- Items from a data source
PR #188, opened 2021-10-05
Setup-ide should run before compile, run and test

MarcinAman:


modules/cli/src/main/scala/scala/cli/commands/BspOptions.scala
```diff
@@ -2,31 +2,21 @@ package scala.cli.commands
...
+import java.nio.file.Path
 
 // format: off
 final case class BspOptions(
   // FIXME There might be too many options in SharedOptions for the bsp command…
   @Recurse
-    shared: SharedOptions = SharedOptions()
+    shared: SharedOptions = SharedOptions(),
+  
+  @Group("Compilation server")
```
alexarchambault: The "Compilation server" group is more for Bloop options. We don't necessarily need a group here…
```suggestion
```

modules/cli/src/main/scala/scala/cli/commands/BspOptions.scala
```diff
@@ -2,31 +2,21 @@ package scala.cli.commands
...
+  @HelpMessage("Path to a json file containing BSP configuration")
```
alexarchambault: It's not a "BSP configuration". It's more command-line options.
```suggestion
  @HelpMessage("Command-line options JSON file")
```

modules/cli/src/main/scala/scala/cli/commands/Compile.scala
```diff
@@ -10,6 +10,7 @@ object Compile extends ScalaCommand[CompileOptions] {
   override def group                                  = "Main"
   override def sharedOptions(options: CompileOptions) = Some(options.shared)
   def run(options: CompileOptions, args: RemainingArgs): Unit = {
+    SetupIde.run(SetupIdeOptions(shared = options.shared), args, previousCommandName = Some(name))
```
alexarchambault: Calling `SetupIde.run` as is is a problem. It calls `sys.exit` sometimes, or prints messages, which we don't want here. Ideally, we'd like the setup-ide stuff to be run silently, not exit under any condition, and only print messages if verbosity is > 0.

`SetupIde.run` should be refactored, so that `SetupIde` exposes another method, doing the setup-ide stuff silently for the other commands.

modules/cli/src/main/scala/scala/cli/commands/CoursierOptions.scala
```diff
@@ -23,6 +24,7 @@ final case class CoursierOptions(
 }
 
 object CoursierOptions {
-  implicit val parser = Parser[CoursierOptions]
-  implicit val help   = Help[CoursierOptions]
+  implicit val parser                  = Parser[CoursierOptions]
+  implicit val help                    = Help[CoursierOptions]
+  implicit val rw: RW[CoursierOptions] = macroRW
```
alexarchambault: NIT: Let's call this… `jsonCodec` maybe? `rw` is too terse and doesn't really say what it is.
```suggestion
  implicit val jsonCodec: RW[CoursierOptions] = macroRW
```

modules/cli/src/main/scala/scala/cli/commands/Run.scala
```diff
@@ -37,6 +36,7 @@ object Run extends ScalaCommand[RunOptions] {
       )
 
     val cross = options.compileCross.cross.getOrElse(false)
+    SetupIde.run(SetupIdeOptions(shared = options.shared), args, previousCommandName = Some(name))
```
alexarchambault: Same as above (`SetupIde.run` might exit or print unwanted messages).

modules/cli/src/main/scala/scala/cli/commands/ScalaJsOptions.scala
```diff
@@ -41,6 +42,7 @@ final case class ScalaJsOptions(
 }
 
 object ScalaJsOptions {
-  implicit val parser = Parser[ScalaJsOptions]
-  implicit val help   = Help[ScalaJsOptions]
+  implicit val parser                 = Parser[ScalaJsOptions]
+  implicit val help                   = Help[ScalaJsOptions]
+  implicit val rw: RW[ScalaJsOptions] = macroRW
```
alexarchambault: NIT Same as above (`jsonCodec`).

modules/cli/src/main/scala/scala/cli/commands/ScalaNativeOptions.scala
```diff
@@ -53,6 +54,7 @@ final case class ScalaNativeOptions(
 }
 
 object ScalaNativeOptions {
-  implicit val parser = Parser[ScalaNativeOptions]
-  implicit val help   = Help[ScalaNativeOptions]
+  implicit val parser                     = Parser[ScalaNativeOptions]
+  implicit val help                       = Help[ScalaNativeOptions]
+  implicit val rw: RW[ScalaNativeOptions] = macroRW
```
alexarchambault: NIT Same as above (`jsonCodec`).

modules/cli/src/main/scala/scala/cli/commands/ScalacOptions.scala
```diff
@@ -53,5 +54,6 @@ object ScalacOptions {
         NilParser
     baseParser.to[ScalacOptions]
   }
-  implicit val help = Help[SharedOptions]
+  implicit val help                  = Help[ScalacOptions]
+  implicit val rw: RW[ScalacOptions] = macroRW
```
alexarchambault: NIT Same as above (`jsonCodec`).

modules/cli/src/main/scala/scala/cli/commands/Compile.scala
alexarchambault: Maybe we should pass it our `inputs` instance too, so that it doesn't have to parse them again itself.

modules/cli/src/main/scala/scala/cli/commands/SharedCompilationServerOptions.scala
```diff
@@ -224,8 +225,9 @@ final case class SharedCompilationServerOptions(
 }
 
 object SharedCompilationServerOptions {
-  implicit val parser = Parser[SharedCompilationServerOptions]
-  implicit val help   = Help[SharedCompilationServerOptions]
+  implicit val parser                                 = Parser[SharedCompilationServerOptions]
+  implicit val help                                   = Help[SharedCompilationServerOptions]
+  implicit val rw: RW[SharedCompilationServerOptions] = macroRW
```
alexarchambault: NIT Same as above (`jsonCodec`).

modules/cli/src/main/scala/scala/cli/commands/SharedDependencyOptions.scala
```diff
@@ -25,6 +26,7 @@ final case class SharedDependencyOptions(
 // format: on
 
 object SharedDependencyOptions {
-  implicit val parser = Parser[SharedDependencyOptions]
-  implicit val help   = Help[SharedDependencyOptions]
+  implicit val parser                          = Parser[SharedDependencyOptions]
+  implicit val help                            = Help[SharedDependencyOptions]
+  implicit val rw: RW[SharedDependencyOptions] = macroRW
```
alexarchambault: NIT Same as above (`jsonCodec`).

modules/cli/src/main/scala/scala/cli/commands/SharedDirectoriesOptions.scala
```diff
@@ -22,6 +23,7 @@ final case class SharedDirectoriesOptions(
 }
 
 object SharedDirectoriesOptions {
-  implicit val parser = Parser[SharedDirectoriesOptions]
-  implicit val help   = Help[SharedDirectoriesOptions]
+  implicit val parser                           = Parser[SharedDirectoriesOptions]
+  implicit val help                             = Help[SharedDirectoriesOptions]
+  implicit val rw: RW[SharedDirectoriesOptions] = macroRW
```
alexarchambault: NIT Same as above (`jsonCodec`).

modules/cli/src/main/scala/scala/cli/commands/SharedJvmOptions.scala
```diff
@@ -44,6 +45,7 @@ final case class SharedJvmOptions(
 }
 
 object SharedJvmOptions {
-  implicit val parser = Parser[SharedJvmOptions]
-  implicit val help   = Help[SharedJvmOptions]
+  implicit val parser                   = Parser[SharedJvmOptions]
+  implicit val help                     = Help[SharedJvmOptions]
+  implicit val rw: RW[SharedJvmOptions] = macroRW
```
alexarchambault: NIT Same as above (`jsonCodec`).

modules/cli/src/main/scala/scala/cli/commands/SharedOptions.scala
```diff
@@ -222,8 +223,9 @@ final case class SharedOptions(
 }
 
 object SharedOptions {
-  implicit val parser = Parser[SharedOptions]
-  implicit val help   = Help[SharedOptions]
+  implicit val parser                = Parser[SharedOptions]
+  implicit val help                  = Help[SharedOptions]
+  implicit val rw: RW[SharedOptions] = macroRW
```
alexarchambault: NIT Same as above (`jsonCodec`).

modules/cli/src/main/scala/scala/cli/commands/SetupIde.scala
```diff
@@ -37,51 +45,57 @@ object SetupIde extends ScalaCommand[SetupIdeOptions] {
...
-      else withBspCommand
-    }
+    val dir = options.bspDirectory
+      .filter(_.nonEmpty)
+      .map(os.Path(_, Os.pwd))
+      .getOrElse(inputs.workspace / ".bsp")
+
+    val bspName            = options.bspName.map(_.trim).filter(_.nonEmpty).getOrElse("scala-cli")
+    val bspJsonDestination = dir / s"$bspName.json"
+    val scalaCliBspJsonDestination = inputs.workspace / ".scala" / "scala-cli-bsp.json"
```
alexarchambault: `ide-options.json`?

modules/cli/src/main/scala/scala/cli/commands/SetupIde.scala
```diff
@@ -37,51 +45,57 @@ object SetupIde extends ScalaCommand[SetupIdeOptions] {
...
+      else rawArgv(0)
 
     val details = new BspConnectionDetails(
-      name,
-      argv.toList.asJava,
+      bspName,
+      List(
+        progName,
+        "bsp",
+        inputs.workspace.toNIO.toAbsolutePath.toString(),
```
alexarchambault: We should pass things from `args: RemainingArgs` rather than `inputs.workspace`. The inputs may be different (several directories, individual files, …).

modules/cli/src/main/scala/scala/cli/commands/SetupIde.scala
```diff
@@ -37,51 +45,57 @@ object SetupIde extends ScalaCommand[SetupIdeOptions] {
...
+        "--json-options",
+        scalaCliBspJsonDestination.toNIO.toAbsolutePath().toString()
```
alexarchambault: No need to call `.toNIO.toAbsolutePath().toString()`, `os.Path`s are already absolute (and normalized).
```suggestion
        scalaCliBspJsonDestination.toString
```

modules/cli/src/main/scala/scala/cli/commands/Test.scala
```diff
@@ -9,6 +9,7 @@ object Test extends ScalaCommand[TestOptions] {
   override def group                               = "Main"
   override def sharedOptions(options: TestOptions) = Some(options.shared)
   def run(options: TestOptions, args: RemainingArgs): Unit = {
+    SetupIde.run(SetupIdeOptions(shared = options.shared), args, previousCommandName = Some(name))
```
alexarchambault: Same as above (no `SetupIde.run` here).

modules/integration/src/test/scala/scala/cli/integration/BspTestDefinitions.scala
```diff
@@ -125,35 +125,70 @@ abstract class BspTestDefinitions(val scalaVersionOpt: Option[String])
     expect(expectedPrefixes.exists(uri.startsWith))
   }
 
-  test("setup-ide") {
```
alexarchambault, line 128: Let's keep the former test as is, just in case.

modules/integration/src/test/scala/scala/cli/integration/BspTestDefinitions.scala
```diff
@@ -125,35 +125,70 @@ abstract class BspTestDefinitions(val scalaVersionOpt: Option[String])
...
+    // check that we can decode the connection details
+    val details = upickle.default.read(json)(detailsCodec)
+    f(details)
+  }
+
+  Seq(
+    "setup-ide",
+    "compile",
+    "run"
+  ).foreach(command => {
```
alexarchambault: ?
```suggestion
  for (command <- Seq("setup-ide", "compile", "run"))
```

modules/integration/src/test/scala/scala/cli/integration/BspTestDefinitions.scala
```diff
@@ -125,35 +125,70 @@ abstract class BspTestDefinitions(val scalaVersionOpt: Option[String])
...
-  }
+  })
 
   val importPprintOnlyProject = TestInputs(
     Seq(
       os.rel / "simple.sc" -> s"import $$ivy.`com.lihaoyi::pprint:${Constants.pprintVersion}`"
     )
   )
 
+  test("setup-ide should have only absolute path if relative one was specified") {
```
alexarchambault: I'm not sure what this tests. Plus the handling of the `os.Path`s looks suspicious (all `os.Path`s are absolute and normalized).

MarcinAman: the issue that i wanted to solve is whenever i run something like `scala-cli setup-ide ../other/folder -S 3.0.1` in the directory that is not within a project then the `scala-cli.json` contains relative path that i posted. This is wrong as the paths (if we want relative one) should be resolved from the workspace not from the place where i run scala-cli. Therefore i thought that it would be safe to always include absolute paths just like we do when path to `scala-cli` is relative.

MarcinAman: To be exact this is what scala-cli outputs: 
```json
{
  "name": "sbt",
  "argv": [
    "scala-cli",
    "bsp",
    "../example/scala3",
    "-S",
    "3.0.1",
    "--bsp-name",
    "sbt"
  ],
  "version": "0.0.4-SNAPSHOT",
  "bspVersion": "2.0.0-M13",
  "languages": [
    "scala",
    "java"
  ]
}⏎       
```

When i run from: `~/Documents/scala-cli` and have an example project in `~/Documents/example/scala3`

modules/cli/src/main/scala/scala/cli/commands/Bsp.scala
```diff
@@ -1,33 +1,43 @@
...
       pprint.stderr.log(args)
 
-    val buildOptions     = options.buildOptions
-    val bloopRifleConfig = options.shared.bloopRifleConfig()
-    val logger           = options.shared.logging.logger
+    val sharedOptions: SharedOptions =
+      options.jsonOptions.map { optionsPath =>
+        val source = Source.fromFile(optionsPath.toFile())
+        try read[SharedOptions](source.mkString)
+        finally source.close()
```
alexarchambault: We can use os-lib here, like
```suggestion
        val source = os.read(os.Path(optionsPath, os.pwd))
        read[SharedOptions](source)
```

modules/cli/src/main/scala/scala/cli/commands/BspOptions.scala
```diff
@@ -2,31 +2,20 @@ package scala.cli.commands
...
 final case class BspOptions(
   // FIXME There might be too many options in SharedOptions for the bsp command…
   @Recurse
-    shared: SharedOptions = SharedOptions()
+    shared: SharedOptions = SharedOptions(),
+  
+  @HelpMessage("Command-line options JSON file")
+  @ValueDescription("path")
+  @Hidden
+  jsonOptions: Option[Path] = None
```
alexarchambault: A string is fine here (rather than NIO Path), that we give as input to `os.Path`.

modules/cli/src/main/scala/scala/cli/commands/SetupIde.scala
```diff
@@ -40,63 +41,103 @@ object SetupIde extends ScalaCommand[SetupIdeOptions] {
...
-
-    val charset = options.charset
-      .map(_.trim)
-      .filter(_.nonEmpty)
-      .map(Charset.forName)
-      .getOrElse(Charset.defaultCharset()) // Should it be UTF-8?
+      // Ensure the path to the CLI is absolute
+      val absolutePathToScalaCli: String = {
+        if (rawArgv(0).contains(File.separator))
+          os.FilePath(rawArgv(0)).resolveFrom(Os.pwd).toString
```
alexarchambault: NIT
```suggestion
          os.Path(rawArgv(0), Os.pwd).toString
```

modules/cli/src/main/scala/scala/cli/commands/SetupIde.scala
```diff
@@ -40,63 +41,103 @@ object SetupIde extends ScalaCommand[SetupIdeOptions] {
...
+        else {
+          val absoluteScalaCliPath =
+            this.getClass.getProtectionDomain.getCodeSource.getLocation.toURI.getPath.trim
```
alexarchambault: I'm not sure this is going to work from the native executables… (it should throw an NPE I think).

Using just `rawArgv(0)` should be fine here ([these](https://stackoverflow.com/questions/1023306/finding-current-executables-path-without-proc-self-exe/1024937#1024937) would be even better, but that can wait…)

modules/cli/src/main/scala/scala/cli/commands/SetupIde.scala
```diff
@@ -40,63 +41,103 @@ object SetupIde extends ScalaCommand[SetupIdeOptions] {
...
 
-    os.write.over(dest, json.getBytes(charset), createFolders = true)
+      val unparsedArgs =
+        if (args.unparsed.isEmpty)
+          args.unparsed
+        else "--" +: args.unparsed
+      val remainingArgs = args.remaining.map { arg =>
+        if (arg.contains(File.separator))
+          os.FilePath(arg).resolveFrom(Os.pwd).toString
+        else arg
```
alexarchambault: It seems this won't handle file arguments like in `scala-cli setup-ide Foo.scala` or `scala-cli setup-ide ..`. I think we should resolve the path in all cases, like
```suggestion
        os.Path(arg, Os.pwd).toString
```

(This won't handle URIs or `-` - for stdin - fine, but we can deal with those later, by rejecting them I guess.)

modules/integration/src/test/scala/scala/cli/integration/BspTestDefinitions.scala
alexarchambault: (Weird, I thought I had answered this in an earlier review, but I can't see my answers here… Anyway, that was a good point ^^)

modules/integration/src/test/scala/scala/cli/integration/BspTestDefinitions.scala
```diff
@@ -125,35 +125,64 @@ abstract class BspTestDefinitions(val scalaVersionOpt: Option[String])
...
+    importPprintOnlyProject.fromRoot { root =>
+      os.proc(TestUtil.cli, "setup-ide", "./" + root.last, extraOptions).call(
```
alexarchambault: Let's not get out of `root` from the tests. Just put the sources inside a sub-directory, pass the directory name here and use `root` as cwd below.

modules/integration/src/test/scala/scala/cli/integration/BspTestDefinitions.scala
```diff
@@ -125,35 +125,64 @@ abstract class BspTestDefinitions(val scalaVersionOpt: Option[String])
...
+        cwd = os.Path(root.toIO.getParentFile().toPath()),
+        stdout = os.Inherit
+      )
+      readBspConfig(
+        root,
+        details =>
+          expect(details.argv.find(_ == root.toIO.getAbsolutePath()).isDefined)
```
alexarchambault: ?
```suggestion
          expect(details.argv.contains(root.toString))
```

modules/integration/src/test/scala/scala/cli/integration/BspTestDefinitions.scala
```diff
@@ -125,6 +126,17 @@ abstract class BspTestDefinitions(val scalaVersionOpt: Option[String])
     expect(expectedPrefixes.exists(uri.startsWith))
   }
 
+  def readBspConfig(root: os.Path, f: (Details) => Unit): Unit = {
```
alexarchambault: NIT Why not just returning the `Details`? And let the tests below do whatever they want with them?

modules/integration/src/test/scala/scala/cli/integration/BspTestDefinitions.scala
```diff
@@ -136,24 +148,76 @@ abstract class BspTestDefinitions(val scalaVersionOpt: Option[String])
...
+          details => {
+            expect(details.argv.length >= 2)
+            expect(details.argv(1) == "bsp")
+            expect(details.argv(3) == "--json-options")
+            expect(Paths.get(details.argv(4)).isAbsolute)
+          }
+        )
+
+        val scalaCliBspConfigFile = root / ".scala" / "ide-options.json"
+        expect(scalaCliBspConfigFile.toIO.exists())
```
alexarchambault: NIT os-lib can do that:
```suggestion
        expect(os.exists(scalaCliBspConfigFile))
```

alexarchambault:
Just pushed a NIT commit, with mostly minor syntax changes or dummy refactorings. Otherwise, LGTM.

alexarchambault:
CI is green 🎉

- About this task
Look over the records. Copy the lines that include the word "proc".

- Written response
Using just `rawArgv(0)` should be fine here ([these](https://stackoverflow.com/questions/1023306/finding-current-executables-path-without-proc-self-exe/1024937#1024937) would be even better, but that can wait…)
+      os.proc(TestUtil.cli, "setup-ide", "./" + root.last, extraOptions).call(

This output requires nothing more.